Fence costs $1.50 per yard or $0.50 per foot.
Total area = w*l = 250 square feet. (1)
Perimeter = 2w + 2l = 2(w+l)
Cost = Perimeter in feet times cost per foot.
C = 0.50(2(w + l) = 1(w+l) = w+l (2)
From (1) l = 250/w and we substitute into (2) to get
C = w + 250/w We want to minimize this, so take the derivative.
C' = 1 - 250/w^2 C will be at a minimum or maximum when C' = 0.
1 - 250/w^2 = 0 Solve for w.
1 = 250/w^2
w^2 = 250
w = 50 feet (we reject the negative square root because width is always > 0.
if w = 50 then l = 50 since w*l = 250. Cost = (50+50) = $100
You have not provided the shape of the area that has to be enclosed.

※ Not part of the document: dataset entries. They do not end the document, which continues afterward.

PR #385, opened 2024-11-19
Fix list items

HawkiesZA:
## Purpose
The previous migration didn't actually run the stream data migration because it didn't have a null, so we need to do it again and also convert nulls to empty lists in the process.

## Solution
This should fix the broken QA build

#### Checklist
- [ ] Added to release notes


home/migrations/0083_alter_contentpage_whatsapp_body.py
```diff
@@ -31,7 +31,7 @@ def list_string_to_action(block_value):
 
 class ListStringToActionOperation(BaseBlockOperation):
     def apply(self, block_value):
-        list_string_to_action(block_value)
+        list_string_to_action(block_value)  # this is wrong, there should be a return
```
rudigiesler, line 34: Does this not imply data loss then? Should we maybe fix it before it gets deployed to production?

home/migrations/0084_alter_contentpage_whatsapp_body.py
```diff
@@ -0,0 +1,51 @@
...
+from wagtail.blocks.migrations.utils import formatted_list_child_generator
+from django.db import migrations
+
+
+def list_string_to_action(block_value):
+    # formatted_list_child_generator requires at least one item
+    if not block_value:
+        return []
+    new_list = []
+    for list_item in formatted_list_child_generator(block_value):
```
rudigiesler, line 15: These items will now be in streamfield format, not list format, so I think we'll have issues running it through twice. I think this only works now because all the values were set to `null` from the previous migration. Maybe we just have:
```
if not block_value:
    return []
return block value
```
To set any null values to an empty list?

rudigiesler (approved):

The ratio of the magnitude of the area enclosed to the magnitude of the length of the fence would decreases as the number of sides increases, and the sides are equal in length. In other words an equilateral triangle with an area of 250 square foot would require a longer fence than a square, and so on.
The shape of the area enclosed which requires the least fencing is a circle; a circle can be taken to be a shape that is made up of infinite number of equal sides.
A circle with an area of 250 square foot has a radius of sqrt(250/pi)
To minimize costs the enclosed area should be a circle with a radius sqrt(250/pi) foot.